Stop The Pounding Heart (2013): Home schooled by their devout Christian parents, Sara & her 11 siblings spend the bulk of their time in their residence (the family’s goat farm). The adolescents are raised with strict moral guidance from the Scriptures. Sunday mornings are spent at church & the rest of their weekend is consumed with the farmers market. The family sells homemade goat cheese from their booth. Colby, a 14-year-old bull rider lives near the market. On a walk with her younger brothers, Sara passes Colby’s ranch. Colby is quick to share his passion and offers Sara’s brother bull riding lessons. In the pen Colby rides a manic fully grown bull, when thrown off he walks to the fence where Sara is observing. Looking in each other’s general direction they exchange words, avoiding eye contact for longer than a fractions of a second. The suggestion is subtle enough to go unnoticed, but is heavily enforced in the scenes that follow. Sara’s mother explains: in their faith women must be subservient to their biological fathers until giving their hearts up in marriage. At this point it is the woman’s responsibility to serve their husband. She identifies that dating can lead to temporary pleasure, however it can also lead to heartbreak. It’s Sara’s responsibility as a Christian to give up her heart to a singular individual. As Sara returns to the world outside of her family’s farm, her battle with temptation persists. Sara digs deep within & is forced to ask herself important questions regarding her faith.

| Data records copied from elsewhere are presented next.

PR #55, opened 2022-12-08
Settings

peterjan:
This PR adds a `settings` table. It's just a very simple K/V store which I think is the most flexible solution.

It exposes the following routes on the `bus`:
- `GET    /settings`
- `GET    /setting/:key`
- `POST  /setting/:key/:value`

Currently we have only redundancy settings but soon we'll have more; I figured every type of settings could have its own settings object, with sane defaults that we `load()` when the bus loads. So expect `GougingSettings` soon.

I considered adding those to the bus config but since settings can be updated through the API, and since I expect we will end up with a bunch of settings eventually, I figured it was best to keep them out of the bus config but instead load defaults if we find they haven't already been set. Users can then easily overwrite them once with the desired setting.

edit: ended up adding them to the `BusConfig`

### DIFF
--- a/bus/api.go
+++ b/bus/api.go
@@ -168,3 +168,14 @@ type UploadParams struct {
 	TotalShards   uint8
 	ContractSet   string
 }
+
+type RedundancySettings struct {
+	MinShards   int
+	TotalShards int
+}
+
+func DefaultRedundancySettings() (rs RedundancySettings) {
+	rs.MinShards = 10
+	rs.TotalShards = 30
+	return
+}
--- a/bus/api.go
+++ b/bus/api.go
@@ -170,12 +170,6 @@ type UploadParams struct {
 }
 
 type RedundancySettings struct {
-	MinShards   int
-	TotalShards int
-}
-
-func DefaultRedundancySettings() (rs RedundancySettings) {
-	rs.MinShards = 10
-	rs.TotalShards = 30
-	return
+	MinShards   uint64
+	TotalShards uint64
 }
--- a/bus/bus.go
+++ b/bus/bus.go
@@ -20,9 +20,6 @@ import (
 	"go.sia.tech/siad/types"
 )
 
-// TODO: use ErrSettingsNotFound from the stores package after the import cycle is fixed
-var ErrSettingNotFound = errors.New("setting not found")
-
 type (
 	// A ChainManager manages blockchain state.
 	ChainManager interface {
@@ -119,7 +116,7 @@ func (b *bus) loadDefaultSettings() (err error) {
 	rs := DefaultRedundancySettings()
 
 	// check min shards setting
-	if _, err = b.ss.Setting("MinShards"); err == ErrSettingNotFound {
+	if _, err = b.ss.Setting("MinShards"); isErrSettingsNotFound(err) {
 		err = b.ss.UpdateSetting("MinShards", fmt.Sprint(rs.MinShards))
 	}
 	if err != nil {
@@ -127,7 +124,7 @@ func (b *bus) loadDefaultSettings() (err error) {
 	}
 
 	// check total shards setting
-	if _, err = b.ss.Setting("TotalShards"); err == ErrSettingNotFound {
+	if _, err = b.ss.Setting("TotalShards"); isErrSettingsNotFound(err) {
 		err = b.ss.UpdateSetting("TotalShards", fmt.Sprint(rs.TotalShards))
 	}
 	if err != nil {
@@ -620,7 +617,7 @@ func (b *bus) settingsRedundancyHandlerGET(jc jape.Context) {
 	var rs RedundancySettings
 
 	// fetch min shard setting
-	if ms, err := b.ss.Setting("MinShards"); err == ErrSettingNotFound {
+	if ms, err := b.ss.Setting("MinShards"); isErrSettingsNotFound(err) {
 		jc.Error(err, http.StatusBadRequest)
 		return
 	} else if err != nil {
@@ -632,7 +629,7 @@ func (b *bus) settingsRedundancyHandlerGET(jc jape.Context) {
 	}
 
 	// fetch total shards setting
-	if ts, err := b.ss.Setting("TotalShards"); err == ErrSettingNotFound {
+	if ts, err := b.ss.Setting("TotalShards"); isErrSettingsNotFound(err) {
 		jc.Error(err, http.StatusBadRequest)
 		return
 	} else if err != nil {
@@ -653,7 +650,7 @@ func (b *bus) settingKeyHandlerGET(jc jape.Context) {
 	}
 
 	setting, err := b.ss.Setting(key)
-	if err == ErrSettingNotFound {
+	if isErrSettingsNotFound(err) {
 		jc.Error(err, http.StatusBadRequest)
 		return
 	} else if err != nil {
@@ -677,6 +674,12 @@ func (b *bus) settingKeyHandlerPOST(jc jape.Context) {
 	}
 
 	jc.Check("could not update setting", b.ss.UpdateSetting(key, value))
+}
+
+// TODO: use simple err check against stores.ErrSettingNotFound as soon as the
+// import-cycle is fixed
+func isErrSettingsNotFound(err error) bool {
+	return err != nil && strings.Contains(err.Error(), "setting not found")
 }
 
 // New returns a new Bus.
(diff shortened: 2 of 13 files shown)


bus/api.go
```diff
@@ -198,3 +198,14 @@ type UploadParams struct {
 	TotalShards   uint8
 	ContractSet   string
 }
+
+type RedundancySettings struct {
+	MinShards   int
+	TotalShards int
+}
+
+func DefaultRedundancySettings() (rs RedundancySettings) {
```
ChrisSchinnerl, line 207: I'll leave it up to @lukechampine to make the decision but my vote would be on keeping default values in `main.go` for when we pass the command line flags.

bus/bus.go
```diff
@@ -98,6 +108,28 @@ type bus struct {
 	cs  ContractStore
 	css ContractSetStore
 	os  ObjectStore
+	ss  SettingStore
+}
+
+func (b *bus) loadDefaultSettings() (err error) {
```
ChrisSchinnerl, line 114: Updatable default settings in a db seem a bit odd to me. I'd rather have the user be explicit when they call the endpoints and notify them in case they failed to provide certain settings such as redundancy.

bus/bus.go
```diff
@@ -98,6 +108,28 @@ type bus struct {
...
+	rs := DefaultRedundancySettings()
+
+	// check min shards setting
+	if _, err = b.ss.Setting("MinShards"); isErrSettingsNotFound(err) {
+		err = b.ss.UpdateSetting("MinShards", fmt.Sprint(rs.MinShards))
```
ChrisSchinnerl, line 119: Not a fan of load methods that implicitly store data. We could just return the default values without writing them to the db.

bus/bus.go
```diff
@@ -580,8 +612,85 @@ func (b *bus) objectsMarkSlabMigrationFailureHandlerPOST(jc jape.Context) {
...
 
+func (b *bus) settingsHandlerGET(jc jape.Context) {
+	settings, err := b.ss.Settings()
+	if jc.Check("couldn't load settings", err) != nil {
+		return
+	}
+	jc.Encode(settings)
+}
+
+func (b *bus) settingsRedundancyHandlerGET(jc jape.Context) {
```
ChrisSchinnerl, line 623: I don't think you need this handler if you have a generic endpoint to get a setting and update a setting. I left an example in the client file further down.

bus/client.go
```diff
@@ -331,6 +331,29 @@ func (c *Client) ContractsForSlab(shards []object.Sector) (contracts []Contract,
...
+// UpdateSetting will update or insert the setting for given key with the given value.
+func (c *Client) UpdateSetting(key, value string) error {
+	return c.c.POST(fmt.Sprintf("/setting/%s/%s", key, value), nil, nil)
+}
+
+// RedundancySettings returns the configured redundancy settings.
+func (c *Client) RedundancySettings() (rs RedundancySettings, err error) {
+	err = c.c.GET("/settings/redundancy", &rs)
+	return
+}
```
ChrisSchinnerl, line 355: So just to reiterate on what I meant above. e.g. this could be something like

```go
 func (c *Client) UpdateSetting(key, value interface{}) error {
        v, _ := json.Marshal(value)
        escapedValue := url.EscapeMethodThatDoesntComeToMine(string(v))
 	return c.c.POST(fmt.Sprintf("/setting/%s/%s", key, escapedValue), nil, nil)
 }

 func (c *Client) Setting() (resp interface{}, err error) {
 	err = c.c.GET(fmt.Sprintf("/setting/%s",key),  rs)
 	return
 }

 func (c *Client) UpdateRedundancySetting(key, rs RedundancySetting) error {
 	return c.UpdateSetting("redundancy", rs)
 }

 func (c *Client) RedundancySettings() (rs RedundancySettings, err error) {
 	return c.Setting("redundancy", &rs)
 }
```

Instead of having a separate endpoint for redundancy settings.

internal/stores/settingsdb.go
```diff
@@ -0,0 +1,55 @@
...
+)
+
+// ErrSettingNotFound is returned if a specific setting can't be retrieved from the db.
+var ErrSettingNotFound = errors.New("setting not found")
+
+type (
+	dbSetting struct {
+		Model
+
+		Key   string `gorm:"unique;index"`
```
ChrisSchinnerl, line 17: I'd make this not null as well. To avoid accidentally setting an empty string as the key.

internal/stores/settingsdb_test.go
```diff
@@ -0,0 +1,50 @@
...
+
+	// assert we can query the setting by key
+	if value, err := ss.Setting("foo"); err != nil {
+		t.Fatal(err)
+	} else if value != "bar" {
+		t.Fatalf("unexpected value, %s != 'bar'", value)
+	}
+
+	// assert we can update the setting
+	if err = ss.UpdateSetting("foo", "barbaz"); err != nil {
```
ChrisSchinnerl, line 43: These else if blocks are keeping me awake at night.

bus/bus.go
peterjan: Currently we don't allow the user to pass in the redundancy, that's why I figured the `bus` would need some default redundancy settings. I think even if we allow to pass them we could use defaults so the redundancy parameters can be optional.

internal/stores/settingsdb_test.go
peterjan: I'm starting to like them 🙄 I feel disgusting.

bus/bus.go
peterjan: resolving in favour of https://github.com/SiaFoundation/renterd/pull/55/files#r1043481421

bus/api.go
peterjan: I felt having these settings as command line flags is awkward because they're updatable through the API, so that would be confusing in my opinion. Also if I manually updated the setting through the API, and I would rerun the command or whatever to run the `renterd` binary, I'd have to remember to update the command line flag.

That said, I don't mind updating it at all if you both disagree with me.

bus/bus.go
peterjan: closing in favour of https://github.com/SiaFoundation/renterd/pull/55#discussion_r1043464948

bus/api.go
lukechampine: hmm. We definitely want to be able to change these settings at runtime via the API. But it should also be possible to set them via flags or a config file. (Imagine deploying a fresh `renterd` instance; should you have to wait for it to finish loading and then call API endpoints in order to configure it?)

Surely we can't be the first project to grapple with this problem. I wonder what others do. 🤔

internal/stores/settingsdb_test.go
lukechampine: should be `:=` though

peterjan: lol that's because I write it out in full, and then when I'm happy and about to commit, I shorten the whole thing by doing the `else-if` blocks - I don't know it's kind of satisfying to fold it all in when you're done

bus/client.go
peterjan: I thought it was nice to have every separate field in the settings table, so you can update parts of some settings object without having to know the entire settings object. I updated it though because I think it is better UX to do it this way 👍

bus/api.go
peterjan: Since you both feel all settings should be configurable through CLI options I think there's no other option then to add that at least, so I did. I do still feel that the UX could be better because I can easily imagine a scenario where someone updates redundancy settings through the API, and forgets to update his ansible script or whatever and ends up (silently) overwriting his settings.

We should probably add a `logger` to the bus and print a big `WARNING` when we see we are overwriting settings with default values. Or maybe we should simply not overwrite settings with default values... (although that's kind of weird behaviour as well 🤷‍♂️ )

Minervini demonstrates extraordinary empathy for his subjects. His ongoing exploration of small town personal struggle continues, however his approach is very different. Following his subjects for 2 months without a screenplay, Roberto managed to place them in real life situations he felt would help shape his vision. In doing so, he has captured some incredibly powerful observations with dialogue an accomplished writer would envy. This further compliments his fine tuned naturalistic style. Stop The Pounding Heart is packed with astonishing real world detail. The picture becomes even more gratifying upon multiple viewings.
The Trilogy is unlike anything I have seen in American cinema. Minervini’s attraction tends to be in the unspoken. He presents his subjects with tremendous care. His casting choices stem from the themes he desires to explore. The films unfold in an almost self-generated manner, crafting his unique hyper realistic style. Roberto Minervini’s upcoming feature “The Other Side” documents Colby Trichell’s extended family that lives in Northern Louisiana. The film will be premiering in the Un Certain Regard section of the Cannes Film Festival this May.